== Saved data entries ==
==================================================

Issue #567, opened 2026-06-10
findUnique executes findFirst and silently accepts a non-unique where (nondeterministic row)


borisno2:
## Summary

`context.db.<list>.findUnique` in `@opensaas/stack-core@0.24.0` executes Prisma `findFirst` under the hood and accepts ANY `where` shape — a non-unique filter is not rejected at type level or runtime, and with no `orderBy` the returned row is nondeterministic. It also honours only `where`/`include` (other args silently ignored).

Keystone's `findOne` enforced unique-where via the GraphQL schema, so migrating code can silently change semantics: a converted `findOne({ where: { someNonUniqueField } })` type-checks, runs, and returns an arbitrary matching row.

## Ask

Either constrain `where` to the model's unique inputs (Prisma's own `WhereUniqueInput` typing + a runtime guard), or execute real `findUnique` semantics, or — if findFirst behaviour is intentional — name/document it as such and add real `findFirst` to the API (see #565) so intent is explicit.

## Context

@opensaas/stack-core 0.24.0, dist/context/index.js (createFindUnique). Found auditing a Keystone→stack migration where converted call sites rely on de-facto-unique columns (e.g. `where: { subjectId }`) that nothing now enforces.

borisno2:
> *This was generated by AI during triage.*

## Agent Brief

**Category:** bug
**Summary:** `context.db.<list>.findUnique` accepts any `where` shape and resolves it as a `findFirst`, so a non-unique filter silently returns a nondeterministic matching row. Enforce unique-`where` semantics (Keystone `findOne` parity).

**Current behavior:**
`findUnique` merges the list's query-access filter into the caller's `where` and then runs Prisma `findFirst` under the hood (it must use `findFirst` so the access filter can be AND-ed in — real `findUnique` only accepts unique fields). But it accepts **any** `where`, with no unique constraint at the type level or at runtime, and supplies no `orderBy`. A caller migrating Keystone `findOne({ where: { someNonUniqueField } })` (or relying on a de-facto-unique column) type-checks, runs, and gets an arbitrary matching row when more than one matches. It also honours only `where`/`include`/`query`, silently ignoring other args.

**Desired behavior:**
`findUnique` should require a unique identifier and fail loudly otherwise, while preserving access scoping:
- The caller's `where` must identify a row by a unique input (the `id`, a single `@unique` field, or a declared compound-unique). At the type level, the generated delegate should constrain `findUnique`'s `where` to the model's unique inputs.
[...]

PR #586, opened 2026-06-27
fix(core): enforce unique-where for findUnique

borisno2:
Implements #567. Part of #581.

## Problem

`context.db.<list>.findUnique` executed Prisma `findFirst` under the hood and accepted **any** `where` shape. A non-unique filter was neither rejected nor deterministic (no `orderBy`), silently diverging from Keystone's `findOne` unique-where semantics. A migrated `findOne({ where: { someNonUniqueField } })` would type-check, run, and return an arbitrary matching row.

## Change

Added a runtime guard to `createFindUnique` (`packages/core/src/context/index.ts`) that enforces a unique `where`:

- The `where` must contain **exactly one** recognised unique key and no other keys.
- The unique-key set is derived from the list config **at runtime**: `id` (always) plus any field declared `isIndexed: 'unique'`. For a unique `relationship` field, the FK column `<field>Id` is the recognised key (that's where Prisma puts `@unique`).
- A non-unique `where` is a **caller-shape error**, so the guard **throws** a clear `ValidationError` (fail-loud-on-misuse, per the PRD) rather than masking it as a silent `null`. The message points callers to `findFirst` (#565) for non-unique single-row lookups.

**Documented rule (in code):** the config API exposes no list-level compound (`@@unique`) declaration at runtime, so compound selectors can't be validated. The guard therefore enforces the tractable subset — exactly one single-field unique key — which fixes the bug and rejects extra non-unique keys, without ever falsely rejecting a valid single-field unique lookup.

## Type level

No generator change needed. The generated `<List>FindUniqueArgs` already `Omit`s only `select`/`include` from `Prisma.<List>FindUniqueArgs`, so its `where` stays Prisma's `<List>WhereUniqueInput` — the type is already correctly constrained. The runtime guard backstops untyped callers. A code comment records this.

## Preserved behaviour

Query-access check, filter merge, access-controlled `include` / `query`-fragment narrowing, field visibility, `sudo` bypass, and `null` on access denial / no match are all unchanged.

## Fold-in (#565 review note)

The singleton "Cannot use findMany … Use get() instead" message reachable via `findFirst` was **skipped**: `createFindFirst` only receives `findManyOp` (no `listConfig`/`listName`), and the existing singleton test asserts the literal `'Cannot use findMany'`. Making it findFirst-accurate would require threading config + editing an unrelated test, exceeding the "clean 1-line" bar — left out to avoid scope creep.

## Tests

Added to the existing context/findUnique tests in `packages/core/tests/context.test.ts`:
- valid unique `where` (id) works as before — access + include intact
- configured-unique field (email) accepted
- query-fragment narrowing with a unique `where`
- non-unique `where` THROWS (and message references `findFirst`); guard runs before DB access
- unique key mixed with extra non-unique keys THROWS
- empty `where` THROWS
- access-denied findUnique still returns `null`
- no-match returns `null`

## Verification

- `pnpm lint` — 0 errors (only pre-existing warnings)
- `pnpm manypkg fix`, `pnpm format` — clean
- `pnpm build` — full repo typecheck/build passes
- Full test suite green: core (601), cli (289), auth (133), ui (190), rag (178), storage (123), storage-s3 (43), storage-vercel (30), create-opensaas-app (41)
- Changeset added (`@opensaas/stack-core`: patch)

---

### DIFF
--- a/.changeset/swift-foxes-cheer.md
+++ b/.changeset/swift-foxes-cheer.md
@@ -1,0 +1,5 @@
+---
+'@opensaas/stack-core': patch
+---
+
+Enforce unique-`where` for `context.db.<list>.findUnique` — a non-unique `where` now throws a clear error instead of silently returning a nondeterministic row. Use `findFirst` for non-unique single-row lookups.
--- a/packages/core/src/context/index.ts
+++ b/packages/core/src/context/index.ts
@@ -66,6 +66,72 @@ function isSingletonList(listConfig: ListConfig<any>): boolean {
 }
 
 /**
+ * Compute the set of single-field unique selectors a `findUnique` `where` may be
+ * keyed by, derived from what the list config exposes at runtime.
+ *
+ * The set is:
+ * - `id` — always a unique identifier on every list.
+ * - Any field declared `isIndexed: 'unique'` in the config (e.g. `text({ isIndexed: 'unique' })`).
+ * - For a `relationship` field declared `isIndexed: 'unique'`, the foreign-key
+ *   column name (`<field>Id`) — that is the column Prisma marks `@unique`, so the
+ *   unique `where` is keyed by `<field>Id`, not the relation field itself.
+ *
+ * Chosen rule (documented intentionally): the config does NOT expose compound
+ * (`@@unique`) keys at runtime — there is no list-level unique declaration in the
+ * config API — so we cannot validate compound `<Model>_<a>_<b>` selectors. We
+ * therefore enforce the tractable subset: `where` must contain EXACTLY ONE
+ * recognised single-field unique key and NO other keys. This rejects non-unique
+ * filters (the bug in #567) and rejects extra non-unique keys alongside a unique
+ * one, while never falsely rejecting a valid single-field unique lookup. If a
+ * project legitimately needs a compound-unique lookup, that path is not covered
+ * here and would need explicit config support; the safe escape hatch for any
+ * non-unique single-row lookup is `findFirst` (see #565).
+ */
+// eslint-disable-next-line @typescript-eslint/no-explicit-any -- ListConfig must accept any TypeInfo
+function getUniqueWhereKeys(listConfig: ListConfig<any>): Set<string> {
+  const keys = new Set<string>(['id'])
+
+  for (const [fieldKey, fieldConfig] of Object.entries(listConfig.fields)) {
+    if (!fieldConfig || typeof fieldConfig !== 'object') continue
+    if (!('isIndexed' in fieldConfig) || fieldConfig.isIndexed !== 'unique') continue
+
+    if (fieldConfig.type === 'relationship') {
+      // A unique relationship's `@unique` lives on the FK column `<field>Id`.
+      keys.add(`${fieldKey}Id`)
+    } else {
+      keys.add(fieldKey)
+    }
+  }
+
+  return keys
+}
+
+/**
+ * Enforce Keystone `findOne` semantics for `findUnique`: the caller-supplied
+ * `where` must be a valid unique selector. A non-unique `where` is a caller-shape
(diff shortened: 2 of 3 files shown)


borisno2 (commented):
## Review: enforce unique-`where` for `findUnique` (#567 / #581)

**Verdict: APPROVE (posted as COMMENT — GitHub blocks self-approval).** The implementation is correct, well-scoped, and the primary over-strictness / ordering risks are handled correctly. No blocking issues found. A few non-blocking notes below.

### What it does
Adds a runtime guard (`getUniqueWhereKeys` + `assertUniqueWhere`) to `createFindUnique` in `packages/core/src/context/index.ts`. The `where` must contain exactly one recognised single-field unique key (`id`, any `isIndexed: 'unique'` field, or `<field>Id` for a unique relationship) and no other keys; otherwise it throws `ValidationError` pointing the caller to `findFirst`. Type-level behaviour is unchanged (generated `FindUniqueArgs.where` is already `WhereUniqueInput`).

### Verified correct (the high-risk areas)
- **Ordering vs access-filter merge is correct.** `assertUniqueWhere(args.where, …)` runs on the caller's raw `where` *before* the query-access check and `mergeFilters` merge. It can never misclassify an AND-merged access filter as "non-unique", because it never sees the merged shape. This was the biggest risk and it's handled right.
- **Access-denial → `null` preserved**, no-match → `null` preserved, sudo bypass / include / query-fragment narrowing all unchanged (guard is independent of those paths).
- **No internal-caller regression.** Every framework caller of the *wrapped* `context.db.<list>.findUnique` passes `{ where: { id } }` (auth `getUser`/`getCurrentUser` in `packages/auth/src/config/plugin.ts:158,171`; `packages/ui/src/components/ItemForm.tsx:55`; singleton test). All pass the guard. `update`/`delete`/`count`/`get` and the nested-ops / write-pipeline / rag-search lookups call the **raw Prisma delegate** (`model.findUnique`), not the wrapper, so they're unaffected. MCP `query` uses `findMany`, not `findUnique`.
- **Unique-key derivation is correct.** FK column name is `${fieldName}Id` (confirmed `packages/core/src/fields/index.ts:1169`), and `@unique` sits on that FK column — so adding `<field>Id` for unique relationships is right. A valid single-field unique lookup (e.g. `email`) is accepted (test covers it).
- **Throw-on-misuse** is the intended fail-loud contract per PRD #581, and the message references `findFirst`. Sudo also being subject to the shape guard is defensible (a sudo caller passing a non-unique `where` is still misusing `findUnique`).
- **Tests** cover the full matrix: valid-unique (id + configured email), query-fragment narrowing, non-unique throw (with `findFirst` message + DB-not-called), extra-key throw, empty-where throw, access-denied→null, no-match→null. No generator/snapshot change needed (claim holds — type was already constrained). Changeset present (`@opensaas/stack-core` patch).

### Non-blocking notes
1. **Modern-Prisma `WhereUniqueInput` permits a unique key + extra non-unique filters** (e.g. `{ id, tenantId }`). The guard rejects the extra key (throws). This is intentional and documented, and is *stricter* than Prisma — safe (never falsely rejects a bare single-field unique lookup), but if any downstream code relies on the unique-plus-filter form it would now throw. No such caller exists in this repo today; worth a one-line mention in user-facing docs.
2. **Compound `@@unique` selectors are unsupported** (`{ a_b: {…} }` → single key `a_b` not in the set → throws). The PR documents this explicitly and routes such cases to `findFirst`; acceptable given the config API exposes no list-level compound declaration at runtime.
3. **Edge case — unique one-to-one where this side does not own the FK** (`relationship({ isIndexed: 'unique', db: { foreignKey: false } })`): the derived key `<field>Id` wouldn't exist on this model, so a lookup keyed by the actual unique column could be rejected. Very niche, not exercised by current lists; flagging for awareness, not as a defect.

Nice, tightly-scoped fix with the ordering done correctly.

---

==================================================

== Task statement ==
Show every line from the entries above in which "otherwise" appears.

== Written solution ==
`findUnique` should require a unique identifier and fail loudly otherwise, while preserving access scoping:
Adds a runtime guard (`getUniqueWhereKeys` + `assertUniqueWhere`) to `createFindUnique` in `packages/core/src/context/index.ts`. The `where` must contain exactly one recognised single-field unique key (`id`, any `isIndexed: 'unique'` field, or `<field>Id` for a unique relationship) and no other keys; otherwise it throws `ValidationError` pointing the caller to `findFirst`. Type-level behaviour is unchanged (generated `FindUniqueArgs.where` is already `WhereUniqueInput`).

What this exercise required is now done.